On to a more cheerful note, if you know me well then you know that I have a deep love for music. For every season I’ve gone through I have at least two songs that represent life during that time. When I hear a song where the lyrics could have been taken from my journal, I immediately thank God for that glimmer of hope. Not to sound sappy, but God truly does know the way to my heart. It may be just another simple song to some, but to me it is the encouragement God is giving me that day.
Lately, my music of choice has been Joey and Rory, MercyMe, and Ellie Holcomb. However, mainly I play Joey and Rory’s and Ellie’s albums over and over along with MercyMe’s latest single, “Even If” (thanks to one of my dearest friends Casey Rumswinkel for first introducing me to that song and to Sara for gifting Ellie’s album to me. These sweet girlfriends of mine know me well).
A few months ago Casey texted me a link to it and said “You need to listen to this.” For whatever reason I did not listen then, but a few days later I remembered and listened. The message hit me in the deepest area of my heart. Similarly during that same time, I heard the song “You Love Me Best” by Ellie and oh my word it made me cry all kinds of tears.
God knows me in the deepest of ways and He does love me best. Nothing can lift one out of the pit better than God showing them evidence that He truly sees them. What a gift it is to be known in that way.

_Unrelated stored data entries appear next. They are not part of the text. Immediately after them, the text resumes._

PR #851, opened 2026-03-16
[AIE2PS] Add remaining spill support

isoard-amd:
In AIE2PS this bring support for spilling of:
- E/F/G/EG/FEG/EW/FEW
- Their respective 2x and 4x sizes (not that this isn't the optimal version, but we are limited by the current spilling API capabilities)
- PSRFL register (note that this is currently "dirty" due to the FIFO register requiring a bounce register)

In all AIE1/2/2P/2PS:
- Fix offset computation (we respect register description's spill sizes more constently)
- As a side-effect, we no longer need to provide a spill size override in most situations
- The order of the spill instruction still matter (they must match between the store and load, as they affect the layout)


F-Stuckmann:
I like where this PR is going :)

llvm/lib/Target/AIE/aie2ps/AIE2PSInstrInfo.cpp
```diff
@@ -494,6 +526,88 @@ AIE2PSInstrInfo::getSpillPseudoExpandInfo(const TargetRegisterInfo &TRI,
...
+    return {{AIE2PS::ST_dml_sts_scalar_spill, AIE2PS::NoSubRegister, 8}};
+  case AIE2PS::VST_EG_SPILL:
+    return {{AIE2PS::ST_dml_sts_scalar_spill, AIE2PS::NoSubRegister, 8}};
+  case AIE2PS::VST_EG2_SPILL:
+    return {{AIE2PS::VST_128_dmv_sts_eg_spill, AIE2PS::NoSubRegister, 16}};
+  case AIE2PS::VST_FEG_SPILL:
+    return {{AIE2PS::VST_128_dmv_sts_feg_spill, AIE2PS::NoSubRegister, 16}};
+  case AIE2PS::VST_FEG2_SPILL:
+    return {{AIE2PS::VST_dmw_sts_feg2_spill, AIE2PS::NoSubRegister, 32}};
+  case AIE2PS::VST_EW_SPILL: // FIXME: Use VST_EG_SPILL
```
F-Stuckmann, line 540: why are we not using VST_EG_SPILL ?

llvm/lib/Target/AIE/aie2ps/AIE2PSInstrInfo.cpp
```diff
@@ -800,6 +800,67 @@ void AIE2PSInstrInfo::storeRegToStackSlot(MachineBasicBlock &MBB,
...
     return bounceViaRegClass(&AIE2PS::VEC1024RegClass);
+  } else if (regClassMatches(AIE2PS::ePSRFLdFRegClass, RC, SrcReg)) {
+    // For physical registers, resolve sub-register indices to actual registers.
+    // For virtual registers, use sub-register index directly.
+    MachineRegisterInfo &MRI = MBB.getParent()->getRegInfo();
+    MachineFunction &MF = *MBB.getParent();
+    MachineFrameInfo &MFI = MF.getFrameInfo();
+
+    // Helper to create store MMO with proper offset and size for a sub-register
+    unsigned ByteOffset = 0;
```
F-Stuckmann: This code seems to be duplicated. Could you refactor it into a helper function? Then you could also call it from line 974

llvm/lib/Target/AIE/aie2ps/AIE2PSRegisterInfo.td
```diff
@@ -1209,13 +1209,13 @@ def spill_eDC_to_eR : AIE2PSScalarRegisterClass<(add eDC, eR)>;
 
 class AIE2PVector1076FifoRegisterClass<dag reglist> :
     AIE2PSRegisterClass<1088, 512, [i32], reglist>;
-def sub_ptr : SubRegIndex<20,  0>;
-def sub_fifo : SubRegIndex<1024, 20>;
-def sub_avail : SubRegIndex<32, 1044>;
+def sub_fifo : SubRegIndex<1024, 0>;
+def sub_avail : SubRegIndex<32, 1024>;
```
F-Stuckmann, line 1213: CHECK: why are we flipping the ordering here?

llvm/lib/Target/AIE/aie1/AIE1RegisterInfo.td
```diff
@@ -284,9 +284,19 @@ def VEC512 : AIEVector512RegisterClass<(add xa, xb, xc, xd)>;
 def VEC1024 : AIEVector1024RegisterClass<(add ya, yd)>;
 
 class AIEVector384RegisterClass<dag reglist> :
-    AIERegisterClass<384, [v8i48], reglist>;
+    AIEBaseRegisterClass<"AIE", [v8i48], /*alignment*/384, reglist> {
+  dag Regs = reglist;
+  let RegInfos = RegInfoByHwMode<
+      [DefaultMode],
+      [RegInfo</*size*/384, /*spill size*/512, /*spill alignment*/256>]>;
```
F-Stuckmann, line 291: nit: We can drop aie1 support

llvm/lib/Target/AIE/aie2ps/AIE2PSInstrInfo.cpp
isoard-amd: Because there is no EG subregister in EW, it is split into two sub-registers (E and G), and as such, the current API cannot handle it. If we want to improve this, the API need to take a list of sub-register (E and G), and recombine them into a super-register (a single EG register), and then use the op on it.

llvm/lib/Target/AIE/aie2ps/AIE2PSRegisterInfo.td
isoard-amd: I tried to align it with the way we lay it out in memory. But technically we could keep the old order in the .td file (as we can reorder the layout without changing it in the .td description).

As for why this order is better, the main reason is that we want the spill layout to be in decreasing order of alignment constraint.

llvm/lib/Target/AIE/aie2p/AIE2PInstrInfo.cpp
```diff
@@ -1062,7 +1062,7 @@ SmallVector<AIEBaseInstrInfo::AIEPseudoExpandInfo, 4>
 AIE2PInstrInfo::getSpillPseudoExpandInfoByOpcode(unsigned Opcode) const {
   switch (Opcode) {
   case AIE2P::ST_R_SPILL:
-    return {{AIE2P::ST_dms_sts_spill, AIE2P::NoSubRegister, 4}};
+    return {{AIE2P::ST_dms_sts_spill}};
```
F-Stuckmann, line 1072: nice cleanup :)

llvm/lib/Target/AIE/AIEBaseInstrInfo.cpp
```diff
@@ -612,15 +613,16 @@ void AIEBaseInstrInfo::expandSpillPseudo(
...
-    const int BitsInByte = 8;
-
     unsigned MemorySize = 0;
     if (EI.MemSize) {
       MemorySize = EI.MemSize;
     } else {
-      assert(EI.SubRegIndex);
-      MemorySize = divideCeil(TRI.getSubRegIdxSize(EI.SubRegIndex), BitsInByte);
-      MemorySize = alignTo(MemorySize, SubRegOffsetAlign);
+      const TargetRegisterClass *RC = TRI.getMinimalPhysRegClass(Reg);
```
F-Stuckmann, line 620: nit: this could have been in a Constructor in `AIEPseudoExpandInfo`

llvm/lib/Target/AIE/aie2ps/AIE2PSRegisterInfo.td
F-Stuckmann: That would be pretty bad if the alignment is the same across all the subregs, nice work!

llvm/lib/Target/AIE/aie1/AIE1RegisterInfo.td
isoard-amd: I would rather keep this. Else we have to mark the related unit test as failing.

F-Stuckmann (dismissed):
LGTM. 
Let's worry about the minor cleanups after merging this PR

F-Stuckmann (dismissed):

llvm/lib/Target/AIE/aie2ps/AIE2PSRegisterInfo.cpp
```diff
@@ -125,7 +125,9 @@ bool AIE2PSRegisterInfo::eliminateFrameIndex(MachineBasicBlock::iterator II,
   // Select the base pointer (BP) and calculate the actual offset from BP
   // to the beginning of the object at index FI.
   int Offset = TFI->getFrameIndexReference(MF, FrameIndex, FrameReg).getFixed();
-
+  int64_t BaseOffset = 0;
+  if (!MI.memoperands_empty())
```
konstantinschwarz, line 129: Do you have a test case that showcases the wrong offset computation?

isoard-amd: I added a test (before the change, then updated it after the fix)

llvm/lib/Target/AIE/aie2ps/AIE2PSInstrInfo.cpp
isoard-amd: Thanks for doing this for me.

konstantinschwarz (approved):
LGTM, thanks for adding the test case!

Another one of my favorite tunes right now is by Joey and Rory from their “Hymns That are Important to Us” album. This is the song that inspired the blogpost for today. When recording the album Joey was battling cancer that took her life soon after the album was released. Her dream before dying was to complete the Hymns album, and every song on it is beautiful. One song in particular that has become a favorite is called “In the Time that you Gave Me.” This has become one of my theme songs for this season, and for life in general. The meaning of this song has taken me to another level of appreciation considering my circumstances. The lyrics talk about the hope of living and loving life in the time we are given on earth. Its simple and realistic message reminds us to live for the Lord now, and make the most of each day He gives us. We are not promised tomorrow so that is why it is important to love Jesus and live well now. No one is perfect but if we strive to live for Him, God will use us and be glorified.
For me that is my only goal and desire — to love Jesus above all else and to serve Him well in the time He gives me.